Case Study 1 — Redis Where It Belongs: Cache, Not Replacement

NoSQL done right is usually NoSQL used alongside a relational database for the specific thing it's great at. A team added Redis as a caching layer in front of PostgreSQL — solving a read-load problem without abandoning the relational core that held their actual data.

Background

An e-commerce site's product pages were read enormously — millions of views per hour, far more reads than writes. Each page render hit PostgreSQL for the product, its category, its current price, and a few computed bits. PostgreSQL handled it, but at peak the read load was straining the database, and page latency crept up. Someone suggested "move products to MongoDB for scale."

The team paused and asked the right question (Chapter 37's framework, informally): what's actually the problem? It wasn't the data model — products are relational (categories, suppliers, orders reference them), and they relied on transactions and joins. It was read volume on hot, slowly-changing data. That's not a "switch databases" problem; it's a caching problem.

The right tool: Redis as a cache

They added Redis — a key-value store — as a cache in front of PostgreSQL, not a replacement for it:

   request → check Redis for "product:1234"
              ├─ hit  → return cached JSON (sub-millisecond, no DB hit)
              └─ miss → query PostgreSQL, store result in Redis (with a TTL), return it
def get_product(pid):
    cached = redis.get(f"product:{pid}")
    if cached:
        return json.loads(cached)                 # fast path: served from Redis
    product = db_fetch_product(pid)               # slow path: PostgreSQL (source of truth)
    redis.set(f"product:{pid}", json.dumps(product), ex=300)   # cache for 5 minutes
    return product

PostgreSQL remained the source of truth — all writes go there, with full integrity, transactions, and joins. Redis served the hot reads from memory at sub-millisecond speed, absorbing the bulk of the traffic. On a product update, the app invalidated (deleted) that product's cache key so the next read refreshed it. (Slight staleness within the TTL was acceptable for a product page — a deliberate trade, Chapter 15/20.)

The result: PostgreSQL's read load dropped dramatically (most reads never reached it), page latency fell, and the relational core — products, orders, integrity — was untouched. They scaled reads without sacrificing anything the relational model gave them.

The analysis

  1. Diagnose the actual problem before switching databases. The instinct was "move to NoSQL for scale," but the problem was read volume, not the data model. The data was, and should stay, relational. The right fix targeted the actual bottleneck (reads on hot data) with the right tool (a cache).

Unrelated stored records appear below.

PR #4044, opened 2019-12-16
DNS install check: Fix overlapping DNS zone from the master itself

t-woerner:
The change to allow overlapping zone to be from the master itself has
introduced two issues: The check for the master itself should only executed
if options.force and options.allow_zone_overlap are both false and the
reverse zone check later on was still handling ValueError instead of
dnsutil.DNSZoneAlreadyExists.

Both issues have been fixed and the deployment with existing name servers
is properly working again.

Fixes: https://pagure.io/freeipa/issue/8150

### DIFF
--- a/ipaserver/install/dns.py
+++ b/ipaserver/install/dns.py
@@ -135,15 +135,15 @@ def install_check(standalone, api, replica, options, hostname):
                 logger.warning("%s Please make sure that the domain is "
                                "properly delegated to this IPA server.",
                                e)
-
-            hst = dnsutil.DNSName(hostname).make_absolute().to_text()
-            if hst not in e.kwargs['ns']:
-                raise ValueError(str(e))
+            else:
+                hst = dnsutil.DNSName(hostname).make_absolute().to_text()
+                if hst not in e.kwargs['ns']:
+                    raise ValueError(str(e))
 
     for reverse_zone in options.reverse_zones:
         try:
             dnsutil.check_zone_overlap(reverse_zone)
-        except ValueError as e:
+        except dnsutil.DNSZoneAlreadyExists as e:
             if options.force or options.allow_zone_overlap:
                 logger.warning('%s', str(e))
             else:


pvoborni:
The patch looks good to me. 

Though I'd expect in the previous commit that the DNS special case would have a small comment as it will not be obvious for the future code readers why it is there.

flo-renaud:
@t-woerner 
thanks for the PR, looks good to me. I tested the following:

- [x] calling `ipa-server-install --allow-zone-overlap` on an already installed master: properly get the message that IPA server is already installed
- [x] calling `ipa-server-install ` without `--allow-zone-overlap` on an already installed master: properly get the message that IPA server is already installed
- [x] calling `ipa-server-install --allow-zone-overlap` with an overlap in the zone or reverse zone: install goes on and displays the warning about DNS zone already managed
- [x] calling `ipa-server-install` without `--allow-zone-overlap` with an overlap in the zone or reverse zone: install does not proceed, error message about the DNS zone already managed
- [x] calling `ipa dnszone-add --skip-overlap-check` with an overlap in the zone: the command succeeds
- [x] calling `ipa dnszone-add` without `--skip-overlap-check` with an overlap in the zone: the command does not proceed, error message about the zone already managed

Waiting for the last test result before I provide the ACK.

f-trivino:
@flo-renaud does this issue ring your bell?

test_commands.py--TestIPACommand-test_user_mod_change_capitalization_issue5879/master.ipa.test is stuck with:

SELINUX_getpeercon failed [92][Protocol not available].

2019-12-16 15:17:04 [profileChangeMonitor] WARNING: Profile change monitor: failed to get LDAPConnection. Retrying in 1 second.

f-trivino:
> @flo-renaud does this issue ring your bell?
> 
> test_commands.py--TestIPACommand-test_user_mod_change_capitalization_issue5879/master.ipa.test is stuck with:
> 
> SELINUX_getpeercon failed [92][Protocol not available].
> 
> 2019-12-16 15:17:04 [profileChangeMonitor] WARNING: Profile change monitor: failed to get LDAPConnection. Retrying in 1 second.
> 
> I see more than 1500 retries:
> 
> grep "LDAPConnection. Retrying in 1 second" * -R | wc -l
> 1505

running again in big-runner-3

flo-renaud:
Hi @f-trivino 

> does this issue ring your bell?
> 
> test_commands.py--TestIPACommand-test_user_mod_change_capitalization_issue5879/master.ipa.test is stuck with:
> 
> SELINUX_getpeercon failed [92][Protocol not available].
> 

No, never saw this problem.
Since the tests are green now, ACK

flo-renaud:
This PR depends on PR #4001 which is currently backported to ipa-4-8 only, hence removing labels for ipa-4-6 and ipa-4-8

t-woerner:
master:

* f80a6548ad8d0d21219ce26d3e819f7ad5f3663e DNS install check: Fix overlapping DNS zone from the master itself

  2. Redis is a complement, not a replacement. Key-value stores excel at "fetch X by key, fast" — caching, sessions, rate limits, queues. They are not general databases (no joins, no rich queries). Used in front of a relational database, Redis is one of the most effective scaling tools there is; used instead of one, it's the wrong tool for relational data.

  3. Keep a single source of truth. PostgreSQL stayed authoritative; Redis was a derived, disposable copy with a TTL. If Redis vanished, no data was lost — just a temporary performance dip. That separation (durable source of truth + fast disposable cache) is the safe caching architecture.

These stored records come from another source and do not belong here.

PR #4057, opened 2019-12-18
Reset per-indicator Kerberos policy

abbra:
When 'ipa krbtpolicy-reset' is called, we need to reset all policy
settings, including per-indicator ones. Per-indicator policy uses
subtyped attributes (foo;bar), the current krbtpolicy-reset code does
not deal with those.

Add support for per-indicator policy reset. It is a bit tricky, as we
need to drop the values to defaults but avoid adding non-per-indicator
variants of the same attributes.

Add test to check that policy has been resetted by observing a new
Kerberos TGT for the user after its policy reset.

Fixes: https://pagure.io/freeipa/issue/8153

### DIFF
--- a/ipaserver/plugins/krbtpolicy.py
+++ b/ipaserver/plugins/krbtpolicy.py
@@ -68,6 +68,8 @@ register = Registry()
 _default_values = {
     'krbmaxticketlife': 86400,
     'krbmaxrenewableage': 604800,
+    'krbauthindmaxticketlife': 86400,
+    'krbauthindmaxrenewableage': 604800,
 }
 
 # These attributes never have non-optional values, so they should be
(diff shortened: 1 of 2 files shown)


abbra:
Test succeeded: http://freeipa-org-pr-ci.s3-website.eu-central-1.amazonaws.com/jobs/b83862d4-2189-11ea-8d2a-fa163e1c6062/report.html

ipaserver/plugins/krbtpolicy.py
```diff
@@ -311,9 +314,26 @@ def execute(self, uid=None, **options):
                 def_values[a] = None
         # if reseting global policy - set values to default
         else:
-            def_values = _default_values
+            def_values = deepcopy(_default_values)
```
tiran: The default values dict contains just strings and ints. ``_default_values.copy()`` does the trick, too.

abbra: updated, thanks.

tiran:
master:

* 2ed5eca762e136a1db9d3c20ec068d562b215699 Reset per-indicator Kerberos policy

  4. Caching is a deliberate staleness trade (Chapters 15, 20). A 5-minute TTL means product data can be up to 5 minutes stale — fine for a product page, with cache invalidation on write to keep it fresh. As always, the staleness must be a conscious, acceptable choice.

  5. Polyglot, but minimal. They added one specialized system for one clear need (read caching), keeping the architecture simple. That's healthy polyglot persistence — each tool for what it's genuinely best at — versus sprawl that adds operational cost without clear benefit.

Discussion questions

  1. Why was "move products to MongoDB" the wrong diagnosis? What was the real problem?
  2. Why is Redis a complement to PostgreSQL here rather than a replacement?
  3. What makes "PostgreSQL = source of truth, Redis = disposable cache" a safe architecture?
  4. What staleness trade did the TTL introduce, and why was it acceptable?
  5. ⭐ How would you handle cache invalidation when a product's price changes, to avoid showing a stale price for up to the TTL?